(Records from a data source)

━━━━━━━━━━━━━━━━━━━━

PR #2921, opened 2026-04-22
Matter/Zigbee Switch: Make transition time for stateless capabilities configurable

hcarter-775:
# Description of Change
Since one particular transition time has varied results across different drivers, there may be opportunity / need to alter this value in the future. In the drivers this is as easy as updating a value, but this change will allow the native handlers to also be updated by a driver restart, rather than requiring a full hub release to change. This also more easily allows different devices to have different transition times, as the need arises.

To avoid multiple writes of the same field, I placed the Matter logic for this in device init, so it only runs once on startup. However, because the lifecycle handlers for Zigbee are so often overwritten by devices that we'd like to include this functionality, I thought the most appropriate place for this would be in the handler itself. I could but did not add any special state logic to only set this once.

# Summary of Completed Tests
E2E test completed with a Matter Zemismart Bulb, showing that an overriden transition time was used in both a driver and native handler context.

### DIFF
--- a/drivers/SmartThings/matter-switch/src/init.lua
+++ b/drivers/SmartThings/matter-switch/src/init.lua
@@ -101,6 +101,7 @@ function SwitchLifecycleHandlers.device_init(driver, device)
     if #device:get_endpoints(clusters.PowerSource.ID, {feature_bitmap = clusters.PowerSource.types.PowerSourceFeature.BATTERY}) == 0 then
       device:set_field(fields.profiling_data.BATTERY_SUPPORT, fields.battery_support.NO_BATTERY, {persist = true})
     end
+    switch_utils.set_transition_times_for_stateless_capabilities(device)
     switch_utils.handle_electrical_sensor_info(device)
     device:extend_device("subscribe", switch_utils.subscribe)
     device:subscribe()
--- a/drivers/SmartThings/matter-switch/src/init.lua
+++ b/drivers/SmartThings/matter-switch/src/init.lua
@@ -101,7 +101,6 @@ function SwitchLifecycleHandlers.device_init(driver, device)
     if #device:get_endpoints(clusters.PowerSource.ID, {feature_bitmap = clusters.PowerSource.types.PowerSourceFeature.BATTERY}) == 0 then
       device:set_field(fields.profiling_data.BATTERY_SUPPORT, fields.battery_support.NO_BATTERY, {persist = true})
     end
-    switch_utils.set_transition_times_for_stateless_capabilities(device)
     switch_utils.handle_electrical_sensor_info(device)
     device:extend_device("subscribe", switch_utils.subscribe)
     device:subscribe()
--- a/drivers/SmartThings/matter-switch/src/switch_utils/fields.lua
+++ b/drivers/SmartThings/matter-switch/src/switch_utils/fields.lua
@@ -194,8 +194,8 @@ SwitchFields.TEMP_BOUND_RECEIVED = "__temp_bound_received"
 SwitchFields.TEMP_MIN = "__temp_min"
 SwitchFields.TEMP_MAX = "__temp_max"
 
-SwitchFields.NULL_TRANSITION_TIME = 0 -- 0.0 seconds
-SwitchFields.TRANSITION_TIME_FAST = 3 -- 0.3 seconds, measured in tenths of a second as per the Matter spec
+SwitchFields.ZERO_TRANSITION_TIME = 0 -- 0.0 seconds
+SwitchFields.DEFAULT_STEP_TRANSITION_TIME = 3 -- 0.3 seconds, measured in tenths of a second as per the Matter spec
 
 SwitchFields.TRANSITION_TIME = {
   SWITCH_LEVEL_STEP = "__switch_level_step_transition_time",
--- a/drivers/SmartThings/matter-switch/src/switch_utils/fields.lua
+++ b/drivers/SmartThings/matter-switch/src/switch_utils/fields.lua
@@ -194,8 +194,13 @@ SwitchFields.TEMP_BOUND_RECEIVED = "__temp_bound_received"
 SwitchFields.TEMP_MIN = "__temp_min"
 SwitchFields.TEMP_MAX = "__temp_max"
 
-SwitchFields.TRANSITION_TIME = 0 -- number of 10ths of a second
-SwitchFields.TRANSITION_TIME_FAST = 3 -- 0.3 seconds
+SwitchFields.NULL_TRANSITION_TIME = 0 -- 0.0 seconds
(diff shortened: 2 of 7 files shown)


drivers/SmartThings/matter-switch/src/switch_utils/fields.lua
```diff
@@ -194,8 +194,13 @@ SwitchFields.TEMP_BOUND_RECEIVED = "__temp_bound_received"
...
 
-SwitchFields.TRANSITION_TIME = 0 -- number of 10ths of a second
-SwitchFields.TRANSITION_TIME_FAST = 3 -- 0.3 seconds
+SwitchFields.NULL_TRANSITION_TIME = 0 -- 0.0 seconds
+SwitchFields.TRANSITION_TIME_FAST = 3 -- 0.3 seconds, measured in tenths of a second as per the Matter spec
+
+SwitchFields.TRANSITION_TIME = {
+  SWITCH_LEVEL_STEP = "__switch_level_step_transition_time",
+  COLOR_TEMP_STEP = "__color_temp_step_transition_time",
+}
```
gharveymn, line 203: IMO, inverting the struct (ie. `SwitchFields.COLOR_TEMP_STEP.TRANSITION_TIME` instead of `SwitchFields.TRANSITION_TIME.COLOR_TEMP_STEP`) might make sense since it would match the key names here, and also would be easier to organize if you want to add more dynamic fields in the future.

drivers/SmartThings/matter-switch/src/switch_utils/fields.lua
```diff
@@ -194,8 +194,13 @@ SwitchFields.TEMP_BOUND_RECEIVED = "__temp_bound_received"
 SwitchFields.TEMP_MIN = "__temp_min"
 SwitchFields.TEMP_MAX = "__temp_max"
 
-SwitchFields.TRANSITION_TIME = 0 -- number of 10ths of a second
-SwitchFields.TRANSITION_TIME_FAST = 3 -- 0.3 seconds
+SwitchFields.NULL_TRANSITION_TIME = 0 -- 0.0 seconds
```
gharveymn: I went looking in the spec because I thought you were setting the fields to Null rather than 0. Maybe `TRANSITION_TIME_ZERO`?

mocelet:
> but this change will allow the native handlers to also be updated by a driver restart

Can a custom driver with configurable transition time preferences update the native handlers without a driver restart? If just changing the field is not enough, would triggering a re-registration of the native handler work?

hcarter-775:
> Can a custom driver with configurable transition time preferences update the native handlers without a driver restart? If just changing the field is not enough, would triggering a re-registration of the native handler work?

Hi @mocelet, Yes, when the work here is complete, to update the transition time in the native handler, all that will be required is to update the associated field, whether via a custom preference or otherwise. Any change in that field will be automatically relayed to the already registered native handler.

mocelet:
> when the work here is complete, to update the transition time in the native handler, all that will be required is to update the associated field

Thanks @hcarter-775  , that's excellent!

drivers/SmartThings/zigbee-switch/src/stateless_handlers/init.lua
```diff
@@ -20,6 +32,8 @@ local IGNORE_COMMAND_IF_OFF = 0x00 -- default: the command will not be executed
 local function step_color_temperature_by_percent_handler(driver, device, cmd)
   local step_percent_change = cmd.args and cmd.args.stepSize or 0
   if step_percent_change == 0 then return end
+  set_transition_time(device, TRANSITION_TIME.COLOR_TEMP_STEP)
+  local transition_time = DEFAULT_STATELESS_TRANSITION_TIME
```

━━━━━━━━━━━━━━━━━━━━

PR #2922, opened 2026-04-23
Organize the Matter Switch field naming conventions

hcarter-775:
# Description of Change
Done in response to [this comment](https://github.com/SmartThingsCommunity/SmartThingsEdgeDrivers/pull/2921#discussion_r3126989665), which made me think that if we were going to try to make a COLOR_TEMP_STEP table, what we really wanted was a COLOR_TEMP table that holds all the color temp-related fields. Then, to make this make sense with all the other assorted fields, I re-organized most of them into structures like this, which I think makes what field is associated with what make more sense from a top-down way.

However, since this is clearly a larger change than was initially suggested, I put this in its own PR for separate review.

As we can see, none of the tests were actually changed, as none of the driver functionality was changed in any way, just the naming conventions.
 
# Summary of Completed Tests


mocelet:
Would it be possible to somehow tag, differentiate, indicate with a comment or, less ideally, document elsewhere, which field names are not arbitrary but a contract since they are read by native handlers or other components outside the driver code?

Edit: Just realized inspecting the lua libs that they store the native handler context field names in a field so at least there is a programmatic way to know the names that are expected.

━━━━━━━━━━━━━━━━━━━━

**PROBLEM TO SOLVE**
Filter by the word "local": copy every line of the data that holds it.

**RESULT OF THE TASK**
@@ -20,6 +32,8 @@ local IGNORE_COMMAND_IF_OFF = 0x00 -- default: the command will not be executed
 local function step_color_temperature_by_percent_handler(driver, device, cmd)
   local step_percent_change = cmd.args and cmd.args.stepSize or 0
+  local transition_time = DEFAULT_STATELESS_TRANSITION_TIME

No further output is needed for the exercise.